Пастернак писал тетрадки писем Марине Цветаевой – и о своих планах, и о судьбах своих героев. Писал не по ее небрежному требованию: «не подумай, что как-то мне это особенно нужно, но вот именно захотелось от тебя, от самого – то, что уже написано, анонсировано в журналах, о планах твоих, о Юрии нашем Андреиче… о чем еще?»… Большой том его писем к Цветаевой, писанных днями, ночами, – много его времени, проведенного над ними: «я хочу быть с тобой», «эту ночь я буду с тобой» – и прочее. Он пишет все, ему не жалко, что это никогда не повторится в его произведениях, – и вдруг на старости лет (ему жить осталось пять лет) он должен бросить все свои дела и сесть писать некоему весьма великовозрастному мальчику, пересказывать журнальные анонсы – просто потому, что тому «очень хочется» знать от него самого, чем Борис Пастернак занимается и чтобы сам он поделился с ним планами на судьбу своего главного героя. А ведь биография героя и перед Пастернаком не лежит – значит, делиться надо планами, замыслом. С кем и на каком основании? И ведь одернул Пастернак Жененка совсем недавно: «на чорта мне кровь, твоя или моя, не докучай мне» – и Жененок решился пожертвовать своими сложными обстоятельствами, не говорить о своих делах, раз папочка такой нервный и одергивает родного сына, будто бы тот не дает ему дела жизни окончить. Конечно, спохватится отец, напишет через неделю: «Боюсь, как бы предыдущее мое письмо не огорчило тебя своим мнимым холодом и кажущейся сухостью».
Существованья ткань сквозная. Борис Пастернак.
Переписка… Стр. 504.
Женя ему в строку не ставит, письма публикует смиренно – пусть люди сами жестокосердие отца рассудят, он не в обиде на него. В общем, говорит уж о светских делах, на приличные в письмах темы, о пустяках: что поделываете, как наш герой?.. Об этом известно, конечно, но ведь для вас труда не составит собственноручно уж мне отписать… Мне и развлечение в моих забайкальских рудах.

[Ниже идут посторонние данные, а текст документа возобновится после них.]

PR #6824, opened 2025-07-02
Feat: Alert user if Lightning Node lacks inbound capacity. 

MegalithicBTC:
This pull request relies on changes to `BTCPayserver.Lightning`, shown in this PR: https://github.com/btcpayserver/BTCPayServer.Lightning/pull/172

`BTCPayServer.Lightning` now creates a `LiquidityReport` for a backing Core Lightning node, which allows us to show useful alerts to the user on the Lightning page:

no-inbound-capacity
pending-capacity
good-inbound-capacity

### DIFF
--- a/BTCPayServer/Components/Liquidity/Liquidity.cs
+++ b/BTCPayServer/Components/Liquidity/Liquidity.cs
@@ -1,0 +1,101 @@
+#nullable enable
+using System;
+using System.Linq;
+using System.Threading;
+using System.Threading.Tasks;
+using BTCPayServer.Lightning;
+using BTCPayServer.Lightning.CLightning;
+using BTCPayServer.Lightning.JsonConverters;
+using Newtonsoft.Json;
+
+namespace BTCPayServer.Components.Liquidity
+{
+    /// <summary>
+    /// Overall inbound-liquidity health.
+    /// </summary>
+    public enum LiquidityStatus
+    {
+        Good,
+        Pending,
+        Bad
+    }
+
+    /// <summary>
+    /// DTO returned when liquidity could be analysed.
+    /// </summary>
+    public class LiquidityReport
+    {
+        public LiquidityStatus LiquidityStatus { get; set; }
+
+        [JsonConverter(typeof(LightMoneyJsonConverter))]
+        public LightMoney ActiveInboundSatoshis { get; set; } = LightMoney.Zero;
+
+        [JsonConverter(typeof(LightMoneyJsonConverter))]
+        public LightMoney PendingInboundSatoshis { get; set; } = LightMoney.Zero;
+    }
+
+    /// <summary>
+    /// Helper for checking Core-Lightning inbound liquidity.
+    /// </summary>
+    public static class Liquidity
+    {
+        private static readonly LightMoney DefaultThreshold = LightMoney.Satoshis(250_000);
+
+        /// <summary>
+        /// Returns <c>null</c> when the supplied node is not Core-Lightning or
+        /// if an error occurs; otherwise returns a populated <see cref="LiquidityReport"/>.
+        /// </summary>
+        public static async Task<LiquidityReport?> CheckAsync(
+            ILightningClient client,
+            LightMoney? threshold = null,
+            CancellationToken token = default)
+        {
+            // This check is specific to CLN because it's the only implementation
+            // where ListChannels returns pending channels.
+            if (client is not CLightningClient)
+            {
+                return null;
+            }
+
+            var min = threshold ?? DefaultThreshold;
+
+            try
+            {
+                var channels = await client.ListChannels(token);
+
+                if (channels is null)
+                {
+                    return null;
+                }
+
+                // inbound capacity = total – local
+                LightMoney activeInbound = channels.Where(c => c.IsActive)
+                                                    .Aggregate(LightMoney.Zero,
+                                                               (s, ch) => s + (ch.Capacity - ch.LocalBalance));
+
+                LightMoney pendingInbound = channels.Where(c => !c.IsActive)
+                                                     .Aggregate(LightMoney.Zero,
+                                                                (s, ch) => s + (ch.Capacity - ch.LocalBalance));
+
+                var status = LiquidityStatus.Bad;
+                if (activeInbound >= min)
+                    status = LiquidityStatus.Good;
+                else if (pendingInbound >= min)
+                    status = LiquidityStatus.Pending;
+
+                var report = new LiquidityReport
+                {
+                    LiquidityStatus = status,
+                    ActiveInboundSatoshis = activeInbound,
+                    PendingInboundSatoshis = pendingInbound
+                };
+                return report;
+            }
+            catch (Exception)
+            {
+                // Return null instead of re-throwing to allow the UI to handle it gracefully.
+                return null;
+            }
+        }
+    }
+}
--- a/BTCPayServer/Components/Liquidity/LiquidityViewComponent.cs
+++ b/BTCPayServer/Components/Liquidity/LiquidityViewComponent.cs
@@ -1,0 +1,128 @@
+#nullable enable
+using System;
+using System.Collections.Generic;
+using System.Linq;
+using System.Threading;
+using System.Threading.Tasks;
+using Microsoft.AspNetCore.Mvc;
+using Microsoft.Extensions.Logging;
+using BTCPayServer.Lightning;
+using BTCPayServer.Services;
+using BTCPayServer.Services.Stores;
+using BTCPayServer.Data;
+using BTCPayServer.Payments;
+using BTCPayServer.Payments.Lightning;
+using BTCPayServer.Configuration;
+using BTCPayServer.Services.Invoices;
+using Microsoft.Extensions.Options;
+using NBitcoin;
+
+
+namespace BTCPayServer.Components.Liquidity
+{
+    /// <summary>
+    /// ViewComponent that displays Lightning Network inbound liquidity information.
+    /// Currently only supports Core Lightning (CLN) nodes.
+    /// </summary>
+    public class LiquidityViewComponent : ViewComponent
+    {
+        private readonly StoreRepository _storeRepository;
+        private readonly LightningClientFactoryService _lightningClientFactory;
+        private readonly BTCPayNetworkProvider _networkProvider;
+        private readonly PaymentMethodHandlerDictionary _handlers;
+        private readonly IOptions<LightningNetworkOptions> _lightningNetworkOptions;
+
+        public LiquidityViewComponent(
+            StoreRepository storeRepository,
+            LightningClientFactoryService lightningClientFactory,
+            BTCPayNetworkProvider networkProvider,
+            PaymentMethodHandlerDictionary handlers,
+            IOptions<LightningNetworkOptions> lightningNetworkOptions)
+        {
+            _storeRepository = storeRepository;
+            _lightningClientFactory = lightningClientFactory;
+            _networkProvider = networkProvider;
+            _handlers = handlers;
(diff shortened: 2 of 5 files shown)


dstrukt:
Awesome work! Love to see a more user friendly push for Lightning liquidity.

Have a few quick formatting suggestions.

Was debating if `Receive Capacity` or `Receive Capacity` made more sense than `Lightning Inbound` or `Lightning Inbound Capacity` for headers? Thoughts? cc @pavlenex

Similarly, `None` vs `Bad`? Don't feel to strongly, just another thought.

I utilized our invoice status labels, looks more like a tag or label than a button.

I formatted a bit of the container and text, using a mixture of 4, 8, 16, and 24px paddings for the fonts, left-aligned the content, and simplified the encasing container, and adjusted/removed a bit of text.

I also kept the `Get Inbound Liquidity` at each state as well, in case the user wants to go back to the plugin, maybe it makes more sense to change the CTA text.

Feel free to use if you want, or choose what's easy to do, also happy to iterate more as well - I can also link you to our Figma if that makes it easier as well.

Screen Shot 2025-07-03 at 5 03 49 PM

BTCPayServer/Components/LSPS1/Default.cshtml
```diff
@@ -0,0 +1,70 @@
...
+@if (Model.HasLiquidityReport && Model.LiquidityReport != null)
+{
+    var status = Model.LiquidityReport.Liquidity_Status.ToString();
+    var activeInboundSats = Model.LiquidityReport.Active_Inbound_Satoshis.MilliSatoshi / 1000;
+    var pendingInboundSats = Model.LiquidityReport.Pending_Inbound_Satoshis.MilliSatoshi / 1000;
+
+    Func<long, string> formatAmount = sats =>
+    {
+        var btc = (decimal)sats / 100_000_000m;
+        return $"{sats:N0} sats ({btc.ToString("0.00000000")} BTC)";
```
NicolasDorier: this isn't how we format currencies. Please look the `CurrencyNameTable`

BTCPayServer/Components/LSPS1/LSPS1ViewComponent.cs
```diff
@@ -0,0 +1,171 @@
...
+            _storeRepository = storeRepository;
+            _lightningClientFactory = lightningClientFactory;
+            _networkProvider = networkProvider;
+            _handlers = handlers;
+            _lightningNetworkOptions = lightningNetworkOptions;
+        }
+
+        public async Task<IViewComponentResult> InvokeAsync(string storeId)
+        {
+            _logger.LogInformation("[LSPS1View] Component invoked for storeId: {StoreId}", storeId);
```
NicolasDorier: Do not add logs everywhere, no logs please.

BTCPayServer/Components/LSPS1/LSPS1ViewComponent.cs
```diff
@@ -0,0 +1,171 @@
...
+                if (client == null)
+                {
+                    _logger.LogWarning("[LSPS1View] Could not get Lightning client.");
+                    viewModel.Message = "Could not connect to Lightning node";
+                    return View(viewModel);
+                }
+                _logger.LogInformation("[LSPS1View] Successfully retrieved Lightning client of type: {ClientType}", client.GetType().Name);
+
+                _logger.LogInformation("[LSPS1View] Calling Liquidity.CheckAsync...");
+                var liquidityReport = await Liquidity.CheckAsync(client, _logger);
```
NicolasDorier: Liquidity shouldn't be in LightningClient.

BTCPayServer/Views/UIStores/Lightning.cshtml
```diff
@@ -44,7 +44,7 @@
             Public Node Info
         </a>
     </div>
-
+        <vc:lsps1 store-id="@Model.StoreId" />
```
NicolasDorier: `lsps1` isn't really descriptive. Please find a better name that explain what this component is doing.

BTCPayServer/Components/LSPS1/Default.cshtml
```diff
@@ -0,0 +1,70 @@
+@model BTCPayServer.Components.LSPS1.LSPS1ViewModel
+@using BTCPayServer.Lightning
+
+@if (Model.HasLiquidityReport && Model.LiquidityReport != null)
+{
+    var status = Model.LiquidityReport.Liquidity_Status.ToString();
+    var activeInboundSats = Model.LiquidityReport.Active_Inbound_Satoshis.MilliSatoshi / 1000;
```
NicolasDorier: Do not convert using your own math. Use `Active_Inbound_Satoshis.Satoshi` is you want the satoshi amount.

BTCPayServer/Components/LSPS1/Default.cshtml
MegalithicBTC: thanks

BTCPayServer/Components/LSPS1/LSPS1ViewComponent.cs
MegalithicBTC: thanks

BTCPayServer/Components/LSPS1/LSPS1ViewComponent.cs
MegalithicBTC: "Liquidity shouldn't be in LightningClient." -- I just want to be sure of that. Because this is basic data we are getting from the the backing Lightning Node -- shouldn't it be abstracted along with other utility methods specific to Lightning? I'm definitely happy to take your directive on this. I just want to be sure that YOU are sure about that.

BTCPayServer/Views/UIStores/Lightning.cshtml
MegalithicBTC: thanks

BTCPayServer/Components/LSPS1/Default.cshtml
MegalithicBTC: thanks

BTCPayServer/Components/Liquidity/Liquidity.cs
```diff
@@ -0,0 +1,101 @@
...
+
+                var report = new LiquidityReport
+                {
+                    LiquidityStatus = status,
+                    ActiveInboundSatoshis = activeInbound,
+                    PendingInboundSatoshis = pendingInbound
+                };
+                return report;
+            }
+            catch (Exception)
```
NicolasDorier, line 94: Do not catch it here, the UI needs to decide what to do when this crash.

BTCPayServer/Components/Liquidity/LiquidityViewComponent.cs
```diff
@@ -0,0 +1,128 @@
...
+                    viewModel.Message = "Liquidity information is available for your Core Lightning node";
+                }
+                else
+                {
+                    viewModel.Message = "Liquidity information is only available for Core Lightning nodes";
+                }
+            }
+            catch (Exception)
+            {
+                viewModel.Message = "Error retrieving liquidity information";
```
NicolasDorier, line 85: At least show the exception's message in this message, so people can figure out what happened.

BTCPayServer/Components/Liquidity/LiquidityViewComponent.cs
```diff
@@ -0,0 +1,128 @@
...
+                if (string.IsNullOrEmpty(paymentMethodDetails.ConnectionString))
+                {
+                    return _lightningNetworkOptions.Value.InternalLightningByCryptoCode.TryGetValue(network.CryptoCode, out var internalClient)
+                        ? internalClient
+                        : null;
+                }
+
+                return _lightningClientFactory.Create(paymentMethodDetails.ConnectionString, network);
+            }
+            catch (Exception)
```
NicolasDorier, line 122: no catch all exception handlers. Let the exception bubble up. Else it is impossible to troubleshot.

NicolasDorier (changes requested):

NicolasDorier:
I talked with @MegalithicBTC .

He doesn't really want to move forward with this PR, but this is something we should include to improve the life of merchants using lightning.
It would be cool if another person can take ownership of this PR.

MegalithicBTC:
@NicolasDorier Thanks. Yes, the devops challenges to work on core have now overwhelmed my capabilities, unfortunately.  

To re-cap: I think the ideal goal is to incorporate our LSPS1 plugin into core: https://github.com/MegalithicBTC/BTCPayserver-LSPS1

The goal would be: If a user sets up a Lightning node, they are alerted that they "need a lightning channel to receive inbound payments" -- and are then directed to the LSPS1 interface you can see in the video linked above. 

I'm very happy to provide any expertise on Lightning and LSPS1 that might be useful. Please feel free to add to this pull request, or contact me via https://megalithic.me/contact

dstrukt:
Appreciate the work @MegalithicBTC! 

Regardless of who picks this up.

MegalithicBTC:
One note I could add here. 

I would suggest, due to the complexities involved, to not attempt to support LND with a first version of this.

Supporting LND will likely require additional code, and there is also an added puzzle as to "where this code should go".

The issue with LND: For this feature to be useful for users, we need to know about "pending" channels from the backing node.

For CLN, there is one nice API that gives us both "pending" and "confirmed" channels, and BTCPayserver is already using that. 

For LND,  there are actually two different REST endpoints that would would need to hit in LND -- 

for confirmed channels -- "ListChannels" -- we already use this here:
https://github.com/btcpayserver/BTCPayServer.Lightning/blob/8c71e11ba67a51d02d1dc957231630efc3e0e2b0/src/BTCPayServer.Lightning.LND/LndClient.cs#L363

for "pending" channels -- which are not yet confirmed..... Here is the LND API..
https://lightning.engineering/api-docs/api/lnd/lightning/pending-channels/

...  I don't believe that `BTCPayserver.Lightning` currently gets these pending channels... so possibly we need to add this if we want to support LND with this feature

The added challenge is that in comments to this pull request @NicolasDorier was clear that no changes should be made to the `BTCPayserver.Lightning` library, so I modified the pull request to pull everything into core.

It might end up being confusing, but I think therefore the suggested strategy would be to add these LND-specific methods directly to core, instead of abstracting them into this external library? 

This strategy would seem to add even more complexity on top of a very complex system, as then LND's `ListChannels` endpoint would be accessed via `BTCPayserver.Lightning`, whereas the `ListPendingChannels` endpoint would be accessed via core -- which is sure to confuse future developers on the project -- so I might suggest to just give up on LND compatibility for now.

NicolasDorier:
> For LND, there are actually two different REST endpoints that would would need to hit in LND --
> 
> for confirmed channels -- "ListChannels" -- we already use this here: https://github.com/btcpayserver/BTCPayServer.Lightning/blob/8c71e11ba67a51d02d1dc957231630efc3e0e2b0/src/BTCPayServer.Lightning.LND/LndClient.cs#L363
> 
> for "pending" channels -- which are not yet confirmed..... Here is the LND API.. https://lightning.engineering/api-docs/api/lnd/lightning/pending-channels/
> 
> ... I don't believe that `BTCPayserver.Lightning` currently gets these pending channels... so possibly we need to add this if we want to support LND with this feature

The correct fix would be to just consolidate the call to those two API so the `ListChannel` in `BTCPayServer.Lightning` is also returning the pending channels like CLN does. By doing that there would be no LND specific code in btcpayserver.

Am I missing something?

MegalithicBTC:
Yes, I think this is right. At your request I abandoned my attempt to make any modifications to `BTCPayserver.Lightning`, see here -- https://github.com/btcpayserver/BTCPayServer.Lightning/pull/172#pullrequestreview-2990055242 -- but maybe someone else will be able to pick this up.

Одно лето у Евгения Борисовича выдалось очень трудным – он и женился, и на службе маневры какие-то организовали. В общем, приехала мама, и пришлось подключать папочку. «Боричка! Прости, что послала тебе телеграмму! Может, у тебя с деньгами плохо, может, ты болен. Это очень плохо, что я все лето не писала. Но было очень трудно. Женя в течение двух месяцев спал по 3—4 часа в сутки, а я, конечно, сочувствовала и старалась как-то ему облегчить».
Там же. Стр. 492.
Офицеры всегда жили на родительскую помощь, без родительских гарантий в иной полк не брали, – вести почетную гвардейскую, например, службу было накладно, – но этим занимались люди, делавшие на этом карьеру. Карьерой у Евгения Борисовича и не пахло.